## Listed entries
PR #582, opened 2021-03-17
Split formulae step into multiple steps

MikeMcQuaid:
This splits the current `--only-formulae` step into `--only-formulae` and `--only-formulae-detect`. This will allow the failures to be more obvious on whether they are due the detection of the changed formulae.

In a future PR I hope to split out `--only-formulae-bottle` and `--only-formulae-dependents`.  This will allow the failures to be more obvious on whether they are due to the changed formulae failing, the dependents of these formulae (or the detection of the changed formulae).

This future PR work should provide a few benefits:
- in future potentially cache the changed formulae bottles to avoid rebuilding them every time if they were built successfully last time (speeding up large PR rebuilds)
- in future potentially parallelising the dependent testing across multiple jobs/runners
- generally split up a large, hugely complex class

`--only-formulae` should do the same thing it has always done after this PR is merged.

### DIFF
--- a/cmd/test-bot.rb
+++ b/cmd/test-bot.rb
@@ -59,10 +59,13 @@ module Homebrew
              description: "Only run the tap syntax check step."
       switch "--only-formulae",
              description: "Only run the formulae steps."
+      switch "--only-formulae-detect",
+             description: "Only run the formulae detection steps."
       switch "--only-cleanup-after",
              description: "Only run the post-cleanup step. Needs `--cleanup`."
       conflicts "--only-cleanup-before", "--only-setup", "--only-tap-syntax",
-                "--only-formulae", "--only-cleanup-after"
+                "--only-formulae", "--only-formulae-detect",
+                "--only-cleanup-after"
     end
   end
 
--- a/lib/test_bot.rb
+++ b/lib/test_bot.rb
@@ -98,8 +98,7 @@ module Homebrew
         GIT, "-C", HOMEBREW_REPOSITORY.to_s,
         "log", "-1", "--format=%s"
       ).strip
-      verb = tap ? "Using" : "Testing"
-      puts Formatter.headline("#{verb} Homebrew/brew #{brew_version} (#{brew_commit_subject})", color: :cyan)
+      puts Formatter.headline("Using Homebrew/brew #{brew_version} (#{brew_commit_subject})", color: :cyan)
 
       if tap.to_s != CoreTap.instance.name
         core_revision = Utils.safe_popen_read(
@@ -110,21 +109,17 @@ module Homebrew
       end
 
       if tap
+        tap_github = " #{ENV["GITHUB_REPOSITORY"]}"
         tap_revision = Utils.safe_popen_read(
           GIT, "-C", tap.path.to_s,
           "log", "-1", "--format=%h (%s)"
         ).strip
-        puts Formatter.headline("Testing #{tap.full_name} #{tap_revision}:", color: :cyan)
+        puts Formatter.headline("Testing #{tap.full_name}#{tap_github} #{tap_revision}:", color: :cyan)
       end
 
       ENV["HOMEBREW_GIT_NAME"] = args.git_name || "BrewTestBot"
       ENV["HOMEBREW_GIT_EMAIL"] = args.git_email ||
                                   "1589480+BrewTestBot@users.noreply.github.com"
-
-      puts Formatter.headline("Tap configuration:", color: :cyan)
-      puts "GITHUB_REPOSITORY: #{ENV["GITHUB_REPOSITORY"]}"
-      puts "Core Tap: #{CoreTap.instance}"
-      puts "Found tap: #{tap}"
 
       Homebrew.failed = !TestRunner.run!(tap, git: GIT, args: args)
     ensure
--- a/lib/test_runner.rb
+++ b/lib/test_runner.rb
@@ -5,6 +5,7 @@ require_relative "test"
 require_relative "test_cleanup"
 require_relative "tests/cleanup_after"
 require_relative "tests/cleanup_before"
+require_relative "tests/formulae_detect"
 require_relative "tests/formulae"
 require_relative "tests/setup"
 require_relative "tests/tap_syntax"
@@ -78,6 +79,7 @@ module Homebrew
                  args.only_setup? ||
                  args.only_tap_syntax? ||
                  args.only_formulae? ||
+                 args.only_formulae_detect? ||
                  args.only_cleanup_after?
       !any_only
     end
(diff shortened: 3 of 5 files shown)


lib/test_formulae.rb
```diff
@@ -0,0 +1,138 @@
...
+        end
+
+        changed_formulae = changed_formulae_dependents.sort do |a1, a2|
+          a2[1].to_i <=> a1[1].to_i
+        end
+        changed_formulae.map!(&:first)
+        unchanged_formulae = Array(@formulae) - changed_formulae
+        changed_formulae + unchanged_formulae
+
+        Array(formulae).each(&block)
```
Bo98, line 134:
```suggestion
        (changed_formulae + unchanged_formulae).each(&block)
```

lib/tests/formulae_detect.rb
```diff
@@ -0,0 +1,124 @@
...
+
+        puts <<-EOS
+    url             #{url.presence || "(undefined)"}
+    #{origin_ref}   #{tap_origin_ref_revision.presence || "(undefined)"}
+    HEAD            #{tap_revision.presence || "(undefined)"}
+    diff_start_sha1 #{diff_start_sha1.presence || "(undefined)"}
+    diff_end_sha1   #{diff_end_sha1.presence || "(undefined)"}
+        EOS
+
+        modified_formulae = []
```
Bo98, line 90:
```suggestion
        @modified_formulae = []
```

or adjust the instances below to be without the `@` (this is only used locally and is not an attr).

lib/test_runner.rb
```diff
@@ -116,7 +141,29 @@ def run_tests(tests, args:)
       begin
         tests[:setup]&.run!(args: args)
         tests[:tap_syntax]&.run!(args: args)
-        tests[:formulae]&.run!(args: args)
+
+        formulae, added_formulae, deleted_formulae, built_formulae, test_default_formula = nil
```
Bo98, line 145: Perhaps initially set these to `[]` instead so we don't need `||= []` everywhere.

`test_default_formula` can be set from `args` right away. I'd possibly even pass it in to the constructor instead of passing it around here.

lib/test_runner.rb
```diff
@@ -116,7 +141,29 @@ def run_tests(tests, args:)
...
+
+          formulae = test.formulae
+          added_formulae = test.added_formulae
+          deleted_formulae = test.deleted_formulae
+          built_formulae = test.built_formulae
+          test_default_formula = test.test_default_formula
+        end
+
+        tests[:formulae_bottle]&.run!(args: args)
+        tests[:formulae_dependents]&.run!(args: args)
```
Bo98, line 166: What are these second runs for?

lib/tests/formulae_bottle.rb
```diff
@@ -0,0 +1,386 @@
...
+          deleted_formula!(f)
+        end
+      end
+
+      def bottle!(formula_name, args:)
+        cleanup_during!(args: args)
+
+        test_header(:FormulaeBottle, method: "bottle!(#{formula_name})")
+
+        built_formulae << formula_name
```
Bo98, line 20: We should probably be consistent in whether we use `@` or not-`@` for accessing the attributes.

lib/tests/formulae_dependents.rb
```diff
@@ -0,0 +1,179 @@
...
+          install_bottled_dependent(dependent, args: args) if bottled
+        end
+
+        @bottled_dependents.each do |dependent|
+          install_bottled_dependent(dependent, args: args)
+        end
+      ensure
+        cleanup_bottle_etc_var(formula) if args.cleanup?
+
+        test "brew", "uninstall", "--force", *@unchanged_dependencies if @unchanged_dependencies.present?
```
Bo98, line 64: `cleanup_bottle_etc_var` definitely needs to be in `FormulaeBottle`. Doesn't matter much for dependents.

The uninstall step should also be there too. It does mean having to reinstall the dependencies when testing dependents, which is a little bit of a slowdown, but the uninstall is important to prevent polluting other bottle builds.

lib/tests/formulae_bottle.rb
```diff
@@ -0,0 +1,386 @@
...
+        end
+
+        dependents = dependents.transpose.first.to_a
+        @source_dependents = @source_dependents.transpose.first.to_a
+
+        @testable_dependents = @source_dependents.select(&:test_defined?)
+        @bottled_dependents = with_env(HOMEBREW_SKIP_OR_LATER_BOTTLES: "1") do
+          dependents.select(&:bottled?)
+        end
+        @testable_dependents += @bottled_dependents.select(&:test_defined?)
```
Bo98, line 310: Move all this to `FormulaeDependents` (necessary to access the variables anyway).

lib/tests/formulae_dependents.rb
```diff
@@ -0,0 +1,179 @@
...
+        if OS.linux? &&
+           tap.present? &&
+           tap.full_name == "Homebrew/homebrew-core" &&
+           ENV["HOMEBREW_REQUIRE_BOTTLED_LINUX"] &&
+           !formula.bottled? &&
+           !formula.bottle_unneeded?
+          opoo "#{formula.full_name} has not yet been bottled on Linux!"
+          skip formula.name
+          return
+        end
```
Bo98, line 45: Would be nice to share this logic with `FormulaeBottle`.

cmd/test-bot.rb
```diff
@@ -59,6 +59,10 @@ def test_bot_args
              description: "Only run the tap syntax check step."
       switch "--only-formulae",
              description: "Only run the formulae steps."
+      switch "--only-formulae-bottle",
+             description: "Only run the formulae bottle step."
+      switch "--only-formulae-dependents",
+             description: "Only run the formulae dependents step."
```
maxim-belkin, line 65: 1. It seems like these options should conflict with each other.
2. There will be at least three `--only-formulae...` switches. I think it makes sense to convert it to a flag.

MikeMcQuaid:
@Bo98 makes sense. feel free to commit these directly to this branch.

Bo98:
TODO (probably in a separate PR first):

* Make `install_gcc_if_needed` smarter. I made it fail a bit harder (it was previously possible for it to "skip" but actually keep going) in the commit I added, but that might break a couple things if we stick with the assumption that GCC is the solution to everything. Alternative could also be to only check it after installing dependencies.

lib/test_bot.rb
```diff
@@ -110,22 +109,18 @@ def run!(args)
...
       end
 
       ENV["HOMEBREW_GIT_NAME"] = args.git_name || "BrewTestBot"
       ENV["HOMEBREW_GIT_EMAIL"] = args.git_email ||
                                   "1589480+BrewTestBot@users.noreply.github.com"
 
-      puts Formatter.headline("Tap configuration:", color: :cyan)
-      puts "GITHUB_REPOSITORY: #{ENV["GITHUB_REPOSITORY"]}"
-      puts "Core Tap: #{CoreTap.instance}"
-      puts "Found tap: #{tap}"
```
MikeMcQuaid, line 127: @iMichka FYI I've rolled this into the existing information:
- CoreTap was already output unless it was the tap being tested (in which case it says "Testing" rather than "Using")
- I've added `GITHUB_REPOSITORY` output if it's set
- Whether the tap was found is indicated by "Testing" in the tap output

## Action item
Set down only the lines above that fall between the line holding "-78,6 +79,7 @@ module Homebrew" and the line holding "Bo98, line 145: Perhaps", inclusive, keeping each exact.

## Written response
@@ -78,6 +79,7 @@ module Homebrew
                  args.only_setup? ||
                  args.only_tap_syntax? ||
                  args.only_formulae? ||
+                 args.only_formulae_detect? ||
                  args.only_cleanup_after?
       !any_only
     end
(diff shortened: 3 of 5 files shown)


lib/test_formulae.rb
```diff
@@ -0,0 +1,138 @@
...
+        end
+
+        changed_formulae = changed_formulae_dependents.sort do |a1, a2|
+          a2[1].to_i <=> a1[1].to_i
+        end
+        changed_formulae.map!(&:first)
+        unchanged_formulae = Array(@formulae) - changed_formulae
+        changed_formulae + unchanged_formulae
+
+        Array(formulae).each(&block)
```
Bo98, line 134:
```suggestion
        (changed_formulae + unchanged_formulae).each(&block)
```

lib/tests/formulae_detect.rb
```diff
@@ -0,0 +1,124 @@
...
+
+        puts <<-EOS
+    url             #{url.presence || "(undefined)"}
+    #{origin_ref}   #{tap_origin_ref_revision.presence || "(undefined)"}
+    HEAD            #{tap_revision.presence || "(undefined)"}
+    diff_start_sha1 #{diff_start_sha1.presence || "(undefined)"}
+    diff_end_sha1   #{diff_end_sha1.presence || "(undefined)"}
+        EOS
+
+        modified_formulae = []
```
Bo98, line 90:
```suggestion
        @modified_formulae = []
```

or adjust the instances below to be without the `@` (this is only used locally and is not an attr).

lib/test_runner.rb
```diff
@@ -116,7 +141,29 @@ def run_tests(tests, args:)
       begin
         tests[:setup]&.run!(args: args)
         tests[:tap_syntax]&.run!(args: args)
-        tests[:formulae]&.run!(args: args)
+
+        formulae, added_formulae, deleted_formulae, built_formulae, test_default_formula = nil
```
Bo98, line 145: Perhaps initially set these to `[]` instead so we don't need `||= []` everywhere.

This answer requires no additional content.